**Instructions for the task**
From the entries underneath, give the number of lines holding the word "Metro", without any other words.

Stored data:

PR #291, opened 2023-01-30
feat: use metal-go for device reads (data source and resource)

ctreatma:
This updates the device data source to use `metal-go` instead of
`packngo` and also updates the device resource to use `metal-go`
for read operations.  As part of this migration, the device data source
and resource gain the new `sos_hostname` attribute which enables
customers to reduce their reliance on the deprecated `facility` attribute,
which was previously necessary in order to compute the SOS hostname
for a device.


equinix/data_source_metal_device.go
```diff
@@ -232,26 +237,28 @@ func dataSourceMetalDeviceRead(d *schema.ResourceData, meta interface{}) error {
...
-		d.Set("metro", strings.ToLower(device.Metro.Code))
+		d.Set("metro", strings.ToLower(*device.Metro.Code))
 	}
-	d.Set("operating_system", device.OS.Slug)
+	d.Set("operating_system", device.OperatingSystem.Slug)
 	d.Set("state", device.State)
 	d.Set("billing_cycle", device.BillingCycle)
-	d.Set("ipxe_script_url", device.IPXEScriptURL)
-	d.Set("always_pxe", device.AlwaysPXE)
+	d.Set("ipxe_script_url", device.IpxeScriptUrl)
```
displague, line 257: Little changes like these in properties between Packngo and MetalGo make me wonder if we have the 'better' pattern in one project or the other. If "ID" "PXE" "URL" are preferable, the codegen in metal-go could consider take that route with initialisms (https://github.com/OpenAPITools/openapi-generator/issues/4833 has an associated stale/open PR)

equinix/data_source_metal_device.go
```diff
@@ -266,45 +273,49 @@ func dataSourceMetalDeviceRead(d *schema.ResourceData, meta interface{}) error {
 	}
 
 	if device.HardwareReservation != nil {
-		d.Set("hardware_reservation_id", device.HardwareReservation.ID)
+		// Device schema needs to be updated to include hardware reservation attributes
+		//d.Set("hardware_reservation_id", device.HardwareReservation.ID)
```
displague, line 277: This may be corrected by https://github.com/equinix/terraform-provider-equinix/pull/291/files#r1126575481

equinix/data_source_metal_device.go
```diff
@@ -232,26 +237,28 @@ func dataSourceMetalDeviceRead(d *schema.ResourceData, meta interface{}) error {
 	} else {
 		deviceId := deviceIdRaw.(string)
 		var err error
-		device, _, err = client.Devices.Get(deviceId, deviceReadOptions)
+		device, _, err = client.DevicesApi.FindDeviceById(nil, deviceId).Execute() // deviceReadOptions ?
```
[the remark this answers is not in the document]
ctreatma: Includes have no impact here because the spec says that this comes back as an `Href`, so no matter what includes we send, `device.Project` always be an `Href`.  We cannot get this working nicely without improving the devices spec.  We've talked about adding `XOrHref` models across the board for this kind of issue, but IMO the experience of using those in code is not great; I have examples of that and of alternatively including `href` attributes directly in models, but haven't taken the time to open draft PRs in `metal-go` with those changes yet.  When they're up I will cross-link them with this PR.

equinix/data_source_metal_device.go
ctreatma: If/when the generator has broad support for defining acronyms/initialisms, it may be worth looking into proper capitalization of those.  At the moment, the camel-casing is consistent across `metal-go`, `metal-java`, and `metal-python`, so I'd be hesitant to add a bunch of post-patches in one of those (or, even worse, maintain equivalent post-patches for all of them) to change that.

Casing decisions for model names are driven by the spec, and I think that's where we could use more consistency; here's an example where BGP is capitalized differently because of the spec:

- https://github.com/equinix-labs/metal-go/blob/7e28dc6f080125526593528336c15de56e0e99bf/metal/v1/model_bgp_session.go
- https://github.com/equinix-labs/metal-go/blob/7e28dc6f080125526593528336c15de56e0e99bf/metal/v1/model_bgp_session_input.go

At this point, I'd probably lean towards camel-casing acronyms & initialisms in model names in the spec since that's what the generator would do for property names that contain the same acronyms & initialisms.

equinix/data_source_metal_device.go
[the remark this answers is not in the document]
ctreatma: Draft PRs with the two modeling approaches mentioned above:

displague:
#312
> Equinix Metal's use of Deprecation and Sunset headers should be surfaced through Terraform output or logs

It's worth exploring wether we have good access to response headers and a generic method of adding any response Sunset and Deprecation headers to the TF log as warnings. https://developer.hashicorp.com/terraform/tutorials/providers/provider-debug#update-error-messages

equinix/data_source_metal_device.go
displague: Looks like initialism may be fixed. 
https://github.com/OpenAPITools/openapi-generator/pull/15083

equinix/data_source_metal_device.go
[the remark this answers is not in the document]
ctreatma: The spec has been fixed and these properties are now accessible in `metal-go`.

equinix/data_source_metal_device.go
```diff
@@ -197,12 +198,17 @@ func dataSourceMetalDevice() *schema.Resource {
 					},
 				},
 			},
+			"sos_hostname": {
```
ctreatma, line 201: The device resource will gain the `sos_hostname` attribute in a separate PR to prevent this one from getting even larger than it already is.

ctreatma:
> #312
> 
> > Equinix Metal's use of Deprecation and Sunset headers should be surfaced through Terraform output or logs
> 
> It's worth exploring wether we have good access to response headers and a generic method of adding any response Sunset and Deprecation headers to the TF log as warnings. https://developer.hashicorp.com/terraform/tutorials/providers/provider-debug#update-error-messages

This PR has been upgraded to `v0.10.0` of `metal-go`, which replicates `packngo` behavior of dumping `Deprecation` and `Sunset` headers & related links to stdout.  It's probably still worth looking into exposing that information in a different, possibly tool-specific way, but I think doing that here would be adding unnecessary scope to the conversion.

equinix/data_source_metal_device.go
ctreatma: I added equinix-labs/metal-go#112 to investigate the `reservedWordsMapping` and see if it supports initialisms without introducing unintended side effects.  Given that casing for initialisms is a stylistic issue rather than a functional one, I think it would be ok to adopt metal-go in this project without waiting for the results of that SDK investigation.

displague:
This should be rebased now that #353 is merged.

ctreatma:
BGP data source changes were split out to #368 

This could benefit from the helper methods introduced in #366

equinix/data_source_metal_device.go
ctreatma: As an alternative, I've updated this PR to convert the `Read` pathway for the device resource to use `metal-go`.  This enables the resource and the data source to gain the SOS hostname at the same time.  The create/update/delete pathways for the device resource can be converted later in a separate PR.

cprivitere: Seems ok to me.

cprivitere (dismissed):

displague:
> This could benefit from the helper methods introduced in https://github.com/equinix/terraform-provider-equinix/pull/366

Those are available now.

ctreatma:
I've rebased on the latest from `main` and consolidated some helpers that were duplicated across multiple PRs.  Since this PR converts both resource & data source reads, we no longer need the `MetalGo` suffix on helpers.

I've opted not to adopt the `getDeviceMap` helper in this PR because it doesn't cover all of the attributes that are needed in the device resource & data source; while this is an issue that needs to be fixed, I think it will be a big enough change that it will be easier to implement & review that in a separate PR.

equinix/helpers_device.go
```diff
@@ -68,64 +69,46 @@ type NetworkInfo struct {
 	PrivateIPv4    string
 }
 
-func getNetworkInfoMetalGo(ips []metalv1.IPAssignment) NetworkInfo {
+func getNetworkInfo(ips []metalv1.IPAssignment) NetworkInfo {
```
ctreatma, line 72: I cleaned up the unnecessary MetalGo suffixes from helper methods, but it does make some of these changes harder to review.  I can back out the name change if that's preferred, but I'm going to instead try to annotate the current changes to guide review.

equinix/helpers_device.go
```diff
@@ -68,64 +69,46 @@ type NetworkInfo struct {
...
 	ni := NetworkInfo{Networks: make([]map[string]interface{}, 0, 1)}
 	for _, ip := range ips {
 		network := map[string]interface{}{
-			"address": ip.Address,
-			"gateway": ip.Gateway,
-			"family":  ip.AddressFamily,
-			"cidr":    ip.Cidr,
-			"public":  ip.Public,
+			"address": ip.GetAddress(),
```
ctreatma, line 76: This is replacing direct references to the `ip` struct properties with calls to the `Get...()` functions.  The struct properties are pointers and the `Get...()` functions dereference the pointers (returning the zero value if the pointer is nil), so the `Get...()` functions line up with how the previous `packngo` implementation worked.

equinix/helpers_device.go
```diff
@@ -68,64 +69,46 @@ type NetworkInfo struct {
...
 		ni.Networks = append(ni.Networks, network)
 
 		// Initial device IPs are fixed and marked as "Management"
-		if *ip.Management {
-			if *ip.AddressFamily == 4 {
-				if *ip.Public {
-					ni.Host = *ip.Address
-					ni.IPv4SubnetSize = int(*ip.Cidr)
-					ni.PublicIPv4 = *ip.Address
+		if ip.GetManagement() {
```
ctreatma, line 85: This is replacing pointer dereferences with `Get...()` calls for better protection against nil pointer errors.

equinix/helpers_device.go
```diff
@@ -68,64 +69,46 @@ type NetworkInfo struct {
...
-					ni.IPv4SubnetSize = ip.CIDR
-					ni.PublicIPv4 = ip.Address
-				} else {
-					ni.PrivateIPv4 = ip.Address
-				}
-			} else {
-				ni.PublicIPv6 = ip.Address
-			}
+func getNetworkType(device *metalv1.Device) (*string, error) {
+	pgDevice := packngo.Device{}
```
ctreatma, line 103: The `NetworkType` device attribute exposed by `packngo` is not an API-provided attribute; this serves as a shim so we can use the `packngo` logic to calculate `NetworkType`.  We could instead either duplicate the complete `packngo` logic here or copy it into `metal-go`, but my understanding is that `NetworkType` is not something we want to keep around anyway, so this shim is designed to get us through the SDK transition and then be eliminated when `packngo` is no longer used in the provider.

equinix/helpers_device.go
```diff
@@ -140,30 +123,15 @@ func getNetworkRank(family int, public bool) int {
...
+func getPorts(ps []metalv1.Port) []map[string]interface{} {
 	ret := make([]map[string]interface{}, 0, 1)
 	for _, p := range ps {
 		port := map[string]interface{}{
-			"name":   p.Name,
-			"id":     p.ID,
-			"type":   p.Type,
-			"mac":    p.Data.MAC,
-			"bonded": p.Data.Bonded,
+			"name":   p.GetName(),
```
ctreatma, line 130: As with `getNetworkInfo`, this change replaces the innards of `getPorts` with those of `getPortsMetalGo` while also updating the function to use `Get...()` helpers, since those helpers more closely match the behavior of the `packngo` implementation.

displague:
```
panic: interface conversion: interface {} is int32, not *int32

goroutine 61190 [running]:
github.com/equinix/terraform-provider-equinix/equinix.getDeviceMap.func1(0x1, 0x0)
	/home/runner/work/terraform-provider-equinix/terraform-provider-equinix/equinix/helpers_device.go:244 +0x348
sort.insertionSort_func({0xc000568d10?, 0xc00250b260?}, 0x0, 0x3)
	/opt/hostedtoolcache/go/1.20.8/x64/src/sort/zsortfunc.go:12 +0xb1
sort.stable_func({0xc000568d10?, 0xc00250b260?}, 0x3)
	/opt/hostedtoolcache/go/1.20.8/x64/src/sort/zsortfunc.go:343 +0x7a
sort.SliceStable({0x11f8900?, 0xc0028b5290?}, 0x4?)
	/opt/hostedtoolcache/go/1.20.8/x64/src/sort/slice.go:38 +0xe6
github.com/equinix/terraform-provider-equinix/equinix.getDeviceMap({0xc001c4f0ec, 0xc002ce0820, 0xc001c4f0e8, 0xc003012090, 0xc000c76690, 0xc000673080, 0x0, 0xc0009f73e0, 0x0, 0xc002ce0810, ...})
	/home/runner/work/terraform-provider-equinix/terraform-provider-equinix/equinix/helpers_device.go:243 +0x14a
github.com/equinix/terraform-provider-equinix/equinix.flattenDevice({0x14027a0?, 0xc00106f4a0?}, {0x141359a?, 0x6?}, 0xc000fbbc80?)
	/home/runner/work/terraform-provider-equinix/terraform-provider-equinix/equinix/data_source_metal_devices.go:96 +0x159
github.com/equinix/terraform-provider-equinix/equinix/internal/datalist.dataListResourceRead.func1({0x160af40?, 0xc000a7dec0?}, 0x0?, {0x1371b20, 0xc00230db00})
	/home/runner/work/terraform-provider-equinix/terraform-provider-equinix/equinix/internal/datalist/schema.go:99 +0x2ca
github.com/hashicorp/terraform-plugin-sdk/v2/helper/schema.(*Resource).read(0xc0003ce7e0, {0x160af40, 0xc000a7dec0}, 0xd?, {0x1371b20, 0xc00230db00})
	/home/runner/go/pkg/mod/github.com/hashicorp/terraform-plugin-sdk/v2@v2.26.1/helper/schema/resource.go:724 +0x12e
github.com/hashicorp/terraform-plugin-sdk/v2/helper/schema.(*Resource).ReadDataApply(0xc0003ce7e0, {0x160af40, 0xc000a7dec0}, 0xc003010200, {0x1371b20, 0xc00230db00})
	/home/runner/go/pkg/mod/github.com/hashicorp/terraform-plugin-sdk/v2@v2.26.1/helper/schema/resource.go:943 +0x145
github.com/hashicorp/terraform-plugin-sdk/v2/helper/schema.(*GRPCProviderServer).ReadDataSource(0xc0028e49c0, {0x160af40?, 0xc000a7de00?}, 0xc0022cd280)
	/home/runner/go/pkg/mod/github.com/hashicorp/terraform-plugin-sdk/v2@v2.26.1/helper/schema/grpc_provider.go:1195 +0x38f
github.com/hashicorp/terraform-plugin-go/tfprotov5/tf5server.(*server).ReadDataSource(0xc003d54aa0, {0x160af40?, 0xc000a7d320?}, 0xc0039c0e60)
	/home/runner/go/pkg/mod/github.com/hashicorp/terraform-plugin-go@v0.14.3/tfprotov5/tf5server/server.go:658 +0x403
github.com/hashicorp/terraform-plugin-go/tfprotov5/internal/tfplugin5._Provider_ReadDataSource_Handler({0x13aa6a0?, 0xc003d54aa0}, {0x160af40, 0xc000a7d320}, 0xc003bb4a10, 0x0)
	/home/runner/go/pkg/mod/github.com/hashicorp/terraform-plugin-go@v0.14.3/tfprotov5/internal/tfplugin5/tfplugin5_grpc.pb.go:421 +0x170
google.golang.org/grpc.(*Server).processUnaryRPC(0xc0031ac3c0, {0x160f838, 0xc000930340}, 0xc000ccc7e0, 0xc0018f8720, 0x1e53710, 0x0)
	/home/runner/go/pkg/mod/google.golang.org/grpc@v1.55.0/server.go:1337 +0xdf3
google.golang.org/grpc.(*Server).handleStream(0xc0031ac3c0, {0x160f838, 0xc000930340}, 0xc000ccc7e0, 0x0)
	/home/runner/go/pkg/mod/google.golang.org/grpc@v1.55.0/server.go:1714 +0xa36
google.golang.org/grpc.(*Server).serveStreams.func1.1()
	/home/runner/go/pkg/mod/google.golang.org/grpc@v1.55.0/server.go:959 +0x98
created by google.golang.org/grpc.(*Server).serveStreams.func1
	/home/runner/go/pkg/mod/google.golang.org/grpc@v1.55.0/server.go:957 +0x18c
	```

**Comment by ctreatma** [comment]
> 🐛 in E2E:
> 

Missed a conversion from pointer derefs to values when collapsing the duplicate helpers; [it has been fixed](https://github.com/equinix/terraform-provider-equinix/pull/291/commits/9a912ca6781b0ad12b3e2f8917bfaf4b21068ac3).

File: equinix/data_source_metal_device.go [hunk 10]
```diff
@@ -299,14 +308,14 @@ func dataSourceMetalDeviceRead(ctx context.Context, d *schema.ResourceData, meta
...
 }
 
-func findDeviceByHostname(devices []packngo.Device, hostname string) (*packngo.Device, error) {
-	results := make([]packngo.Device, 0)
-	for _, d := range devices {
-		if d.Hostname == hostname {
+func findDeviceByHostname(devices *metalv1.DeviceList, hostname string) (*metalv1.Device, error) {
+	results := make([]metalv1.Device, 0)
+	for _, d := range devices.GetDevices() {
+		if *d.Hostname == hostname {
```
displague, line 318: nit: presumably this will never be null in a returned devices list, so this should be fine. `GetHostname()` is an option.

displague (approved):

**Response to this exercise**
2